## Activity
Copy exactly, please, each line of the data below until the line that contains "You beat me" has been copied, beginning at the top.

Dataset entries

PR #1068, opened 2020-05-15
Fix buffer overflow in hts_md5_update()

valeriuo:
The already present check in `cram_decode_slice` did not account for the last byte. This has been corrected.

Credit to OSS-Fuzz
Fixes oss-fuzz 22231


jkbonfield:
You beat me to it.  I was just wrestling vcf a bit more and was going to take a peek this afternoon.

Yes the fix looks correct.  Although I wonder if it should just be `if (s->hdr->ref_seq_span > b->uncomp_size)` as after all the + and -s basically that's what it boils down to, and it becomes very obvious why it was bugged too then.

valeriuo:
> Although I wonder if it should just be `if (s->hdr->ref_seq_span > b->uncomp_size)` as after all the + and -s basically that's what it boils down to, and it becomes very obvious why it was bugged too then.

That would probably be the cleaner solution.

## Exercise solution
PR #1068, opened 2020-05-15
Fix buffer overflow in hts_md5_update()

valeriuo:
The already present check in `cram_decode_slice` did not account for the last byte. This has been corrected.

Credit to OSS-Fuzz
Fixes oss-fuzz 22231


jkbonfield:
You beat me to it.  I was just wrestling vcf a bit more and was going to take a peek this afternoon.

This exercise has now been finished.